OK I live in ND and this year hunting sucked...I mean it was just bad. The old rumer mill was that going back to the '90 there were a few small dams built just into canada for "flood control." The story I hurd was more or less DU (not trying to bash them, but I know somone will post back about me saying somthing) put the money up for them and did it to keep the birds form leaving canada when they normaly wood. Next thing is the amount of grains that they are now producing making it possible for the birds to jump over ND in one big wind. The only Snows I seen this year (granted the job at the time F'ed things up a bit) were going over at the speed of sound with a wind pushing them. Is this stuff true...well from what I seen it is. I head up manatoba every year in the spring since I was in 7th grade. The trip up there has changed a lot. More farm land now exists up there and different crops are being raised in that area. Now put some water that the birds can stay in boom it keeps them from leaving untill things get bad. The ND G&F posted somthing their web site a while back about back yard feeders and song birds that migrate and how some are staying due to the supply of food, but are not making it though a ND snow storm. Think of this the samething. I know that hunting up in Canada has been realy good and at times the best you will ever see, but they are having a tuff time with the birds adapting to hunting ways up there, just like everyplace else. I guess with the fact of eveyone wanting money talks and BS walks. We'll just have to find a new way of hunting them. And as far as Sak goes, have not hurd all of it but that was one place I was looking at heading up there to hunt this fall but looks like Manatoba bound now.


----------



## eaglehead6 (Nov 6, 2005)

ducks unlimited have done some amazing things here in canada. I used to live around the Estevan SK area and man it was good hunting there , snowgeese and ducks like crazy. The dams you might be talking about are the rafferty and boundry and alameda dams that are just roughly 20 minutes north of the 49th parallel. They have definately been a factor contributing to Saskatchewan holding as many birds as it does now. In Manitoba i have hunted a DU slough for the last few years and it has been a great couple of hunts. I have a question though y do the North Dakota residents resent the non residents that hunt there ? It seems that many of ND come across the line and hunt on Canadian soil and spend X amount of money in Canada. Not that im saying this is a bad thing but it seems like ND have given up on there hunting spots and moved on. Or maybe it is like they say the grass is greener on the other side of the fence? It seems to be a big debate down there Resident vs Non Resident cant figure it out, i have hunted with americans down here , had a great time hunting with them, we can get along with you why cant you guys get along with each other ????


----------



## Madison (Mar 1, 2002)

eaglehead6 said:


> It seems to be a big debate down there Resident vs Non Resident cant figure it out, i have hunted with americans down here , had a great time hunting with them, we can get along with you why cant you guys get along with each other ????
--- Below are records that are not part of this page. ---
Issue #1153, opened 2024-02-08
Restructure Workspace


tusharmath:
High-Level Structure of workspace

```bash
/core           #publish on Crates
/core-runtime   #publish on Crates
/integration    #integration tests
/main-cli       #cli application
/main-aws-lambda
/main-cloudfare
/main-fastly
/main-web
/main-node

/main-azure    #personal project
```

- [ ] Create a `TailcallBuilder` in `src/builder.rs` (#1195)
- [ ] Migrate unit tests to `TailcallBuilder`
- [x] Separate Test IO (#1165)
- [ ] Make all `src/lib.rs` type crate private.
- [ ] Refactor everywhere to use `TailcallBuilder`
- [x] Drop `dyn HttpIO` and other IO from types and refer them to use TargetRuntime instead. (#1155)

PR #1573, opened 2024-03-27
refactor: move fmt to src

ssddOnTop:
moves cli/fmt to src
part of: #1153


tusharmath:
fmt is only used by CLI. Not sure why we should move it to src?

ssddOnTop:
I thought I am still assigned for the issue, just saw that kiryl picked it up so closing this pr

PR #1610, opened 2024-03-30
fix(generator): add map support

ssddOnTop:
## Summary by CodeRabbit

- **New Features**
	- Introduced a new `GetPerson` functionality in the `PersonService`.

- **Improvements**
	- Enhanced processing logic to efficiently handle specific message types and field attributes.
	- Updated the logic to handle field types, setting `list` to false for type "JSON".

- **Refactor**
	- Adjusted type conversion logic for better data handling and representation.
	- Added a mapping for type "message" to "JSON" in the `convert_ty` function.


src/config_generator/proto/person.proto
```diff
@@ -14,4 +17,8 @@ message Person {
   required int32 id = 2;
   optional string email = 3;
   repeated PhoneNumber phone = 4;
+  map<string, string> map = 5;
```
tusharmath, line 20:
```suggestion
  map<string, string> stringMap = 5;
  map<string, Address> addressMap = 6;
```
And more types ...
Add something where there key and values are complex types.

src/config_generator/from_proto.rs
```diff
@@ -330,6 +336,8 @@ fn convert_ty(proto_ty: &str) -> String {
         "int32" | "int64" | "fixed32" | "fixed64" | "uint32" | "uint64" => "Int",
         "bool" => "Boolean",
         "string" | "bytes" => "String",
+        "message" => "JSON", /* JSON scalar is preloaded by tailcall, so there is no need to
+                               * explicitly define it in the config. */
```
tusharmath, line 340: Use `//` to write comments in code. We do that everywhere else.

ssddOnTop: it was converted to /* by cargo or prettier

tusharmath (approved):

Your asking a very good question that know one seems to have the answer for.. :huh:


----------



## buckseye (Dec 8, 2003)

It's brotherly love man, we ain't fighting we are competing. :lol:


----------



## Squeeker (Apr 1, 2004)

Those dams are a double edge sword for you guys, considering they are there for your benefit.


----------



## Dan Bueide (Jul 1, 2002)

I've emailed Chris a chart I put together that should help explain the frustration of some - it sort of speaks for itself. Nobody I know is "against" or "anti" nonresident, but we're carrying quite a load and it affects the amount of time the birds spend here and how much room there is when they are here. It's also the engine that drives commercialization. Demand for quality hunting drives the exclusivity trends and we're moving along at break-neck speed.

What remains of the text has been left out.